What this task involves -
Retype the records that come next, word for word.
Top of Task inputs
PR #12251, opened 2025-09-03
[backend] add more logs to debug rule engine stalling

JeremyCloarec:
### Proposed changes

* add more logs to debug rule engine stalling
*

### Related issues

*
*

### Checklist

### DIFF
--- a/opencti-platform/opencti-graphql/src/manager/ruleManager.ts
+++ b/opencti-platform/opencti-graphql/src/manager/ruleManager.ts
@@ -167,7 +167,7 @@ export const rulesApplyHandler = async (context: AuthContext, user: AuthUser, ev
   for (let index = 0; index < events.length; index += 1) {
     const event = events[index];
     const { type, data } = event;
-    logApp.info('[RULE_MANAGER_DEBUG] Handling event in ruleManager', { event });
+    logApp.info('[RULE_MANAGER_DEBUG] Handling event in ruleManager', { eventType: event.type, eventMessage: event.message });
     try {
       // In case of merge convert the events to basic events and restart the process
       if (type === EVENT_TYPE_MERGE) {
@@ -200,7 +200,7 @@ export const rulesApplyHandler = async (context: AuthContext, user: AuthUser, ev
           }
           // Rule match, need to apply
           if (isCurrentMatched) {
-            logApp.info('[RULE_MANAGER_DEBUG] Applying rule update on rule', { rule });
+            logApp.info('[RULE_MANAGER_DEBUG] Applying rule update on rule', { ruleId: rule.id, ruleName: rule.name });
             await rule.update(data, updateEvent);
           }
         }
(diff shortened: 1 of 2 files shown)


opencti-platform/opencti-graphql/src/rules/containerWithRefsBuilder.ts
```diff
@@ -140,6 +143,7 @@ const buildContainerRefsRule = (ruleDefinition: RuleDefinition, containerType: s
       };
       const listArgs = isSource ? { fromId: originIds, toTypes: [relationTypes.rightType] } : { toId: originIds, fromTypes: [relationTypes.leftType] };
       const fullListArgs = { ...listArgs, callback: listAddedRefsCallback };
+      logApp.info('[RULE_MANAGER_DEBUG] Listing all rels', { fullListArgs });
```
SouadHadjiat: do we need the fullListArgs here with the callback ?

opencti-platform/opencti-graphql/src/rules/containerWithRefsBuilder.ts
```diff
@@ -159,6 +163,7 @@ const buildContainerRefsRule = (ruleDefinition: RuleDefinition, containerType: s
         }
       };
       const args = { fromId: report.extensions[STIX_EXT_OCTI].id, filters, noFiltersChecking: true, indices: READ_DATA_INDICES, callback: listRemovedRefsCallback };
+      logApp.info('[RULE_MANAGER_DEBUG] Listing all remove rels', { args });
```
SouadHadjiat: same comment about the args

opencti-platform/opencti-graphql/src/rules/containerWithRefsBuilder.ts
JeremyCloarec: probably not you're right

opencti-platform/opencti-graphql/src/manager/ruleManager.ts
```diff
@@ -199,6 +200,7 @@ export const rulesApplyHandler = async (context: AuthContext, user: AuthUser, ev
           }
           // Rule match, need to apply
           if (isCurrentMatched) {
+            logApp.info('[RULE_MANAGER_DEBUG] Applying rule update on rule', { rule });
```
SouadHadjiat: I also wonder about rule, it looks like it could be a big object, why not log only the rule name and id

SouadHadjiat (approved):

maelv-filigran:
All debug logs are added with logApp.info() instead of logApp.debug().

In production, these logs will generate a massive volume of data.
Risk of disk saturation and performance degradation.
Difficulty identifying real problems in the noise of the logs.
Have you considered the impact of logging every event at the INFO level in production, where thousands of events can be processed per minute?

Logs are always executed even if the debug level is not enabled.

Perhaps something like:
```typescript
// Add a check for the logging level
if (logApp.isDebugEnabled()) {
  logApp.debug(‘[RULE_MANAGER_DEBUG] Processing event in ruleManager’, { 
    eventType: event.type,
    dataId: event.data?.id 
  });
}
```

maelv-filigran:
Logging the entire event object may expose sensitive data.

logApp.info(‘[RULE_MANAGER_DEBUG] Handling event in ruleManager’, { event });

Consider filter logged data to include only essential metadata:

```
logApp.debug(‘[RULE_MANAGER_DEBUG] Handling event in ruleManager’, { 
  eventType: event.type,
  dataId: event.data?.id,
  dataType: event.data?.type
});
```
Bottom of Task inputs
Expected output -
PR #12251, opened 2025-09-03
[backend] add more logs to debug rule engine stalling

JeremyCloarec:
### Proposed changes

* add more logs to debug rule engine stalling
*

### Related issues

*
*

### Checklist

### DIFF
--- a/opencti-platform/opencti-graphql/src/manager/ruleManager.ts
+++ b/opencti-platform/opencti-graphql/src/manager/ruleManager.ts
@@ -167,7 +167,7 @@ export const rulesApplyHandler = async (context: AuthContext, user: AuthUser, ev
   for (let index = 0; index < events.length; index += 1) {
     const event = events[index];
     const { type, data } = event;
-    logApp.info('[RULE_MANAGER_DEBUG] Handling event in ruleManager', { event });
+    logApp.info('[RULE_MANAGER_DEBUG] Handling event in ruleManager', { eventType: event.type, eventMessage: event.message });
     try {
       // In case of merge convert the events to basic events and restart the process
       if (type === EVENT_TYPE_MERGE) {
@@ -200,7 +200,7 @@ export const rulesApplyHandler = async (context: AuthContext, user: AuthUser, ev
           }
           // Rule match, need to apply
           if (isCurrentMatched) {
-            logApp.info('[RULE_MANAGER_DEBUG] Applying rule update on rule', { rule });
+            logApp.info('[RULE_MANAGER_DEBUG] Applying rule update on rule', { ruleId: rule.id, ruleName: rule.name });
             await rule.update(data, updateEvent);
           }
         }
(diff shortened: 1 of 2 files shown)


opencti-platform/opencti-graphql/src/rules/containerWithRefsBuilder.ts
```diff
@@ -140,6 +143,7 @@ const buildContainerRefsRule = (ruleDefinition: RuleDefinition, containerType: s
       };
       const listArgs = isSource ? { fromId: originIds, toTypes: [relationTypes.rightType] } : { toId: originIds, fromTypes: [relationTypes.leftType] };
       const fullListArgs = { ...listArgs, callback: listAddedRefsCallback };
+      logApp.info('[RULE_MANAGER_DEBUG] Listing all rels', { fullListArgs });
```
SouadHadjiat: do we need the fullListArgs here with the callback ?

opencti-platform/opencti-graphql/src/rules/containerWithRefsBuilder.ts
```diff
@@ -159,6 +163,7 @@ const buildContainerRefsRule = (ruleDefinition: RuleDefinition, containerType: s
         }
       };
       const args = { fromId: report.extensions[STIX_EXT_OCTI].id, filters, noFiltersChecking: true, indices: READ_DATA_INDICES, callback: listRemovedRefsCallback };
+      logApp.info('[RULE_MANAGER_DEBUG] Listing all remove rels', { args });
```
SouadHadjiat: same comment about the args

opencti-platform/opencti-graphql/src/rules/containerWithRefsBuilder.ts
JeremyCloarec: probably not you're right

opencti-platform/opencti-graphql/src/manager/ruleManager.ts
```diff
@@ -199,6 +200,7 @@ export const rulesApplyHandler = async (context: AuthContext, user: AuthUser, ev
           }
           // Rule match, need to apply
           if (isCurrentMatched) {
+            logApp.info('[RULE_MANAGER_DEBUG] Applying rule update on rule', { rule });
```
SouadHadjiat: I also wonder about rule, it looks like it could be a big object, why not log only the rule name and id

SouadHadjiat (approved):

maelv-filigran:
All debug logs are added with logApp.info() instead of logApp.debug().

In production, these logs will generate a massive volume of data.
Risk of disk saturation and performance degradation.
Difficulty identifying real problems in the noise of the logs.
Have you considered the impact of logging every event at the INFO level in production, where thousands of events can be processed per minute?

Logs are always executed even if the debug level is not enabled.

Perhaps something like:
```typescript
// Add a check for the logging level
if (logApp.isDebugEnabled()) {
  logApp.debug(‘[RULE_MANAGER_DEBUG] Processing event in ruleManager’, { 
    eventType: event.type,
    dataId: event.data?.id 
  });
}
```

maelv-filigran:
Logging the entire event object may expose sensitive data.

logApp.info(‘[RULE_MANAGER_DEBUG] Handling event in ruleManager’, { event });

Consider filter logged data to include only essential metadata:

```
logApp.debug(‘[RULE_MANAGER_DEBUG] Handling event in ruleManager’, { 
  eventType: event.type,
  dataId: event.data?.id,
  dataType: event.data?.type
});
```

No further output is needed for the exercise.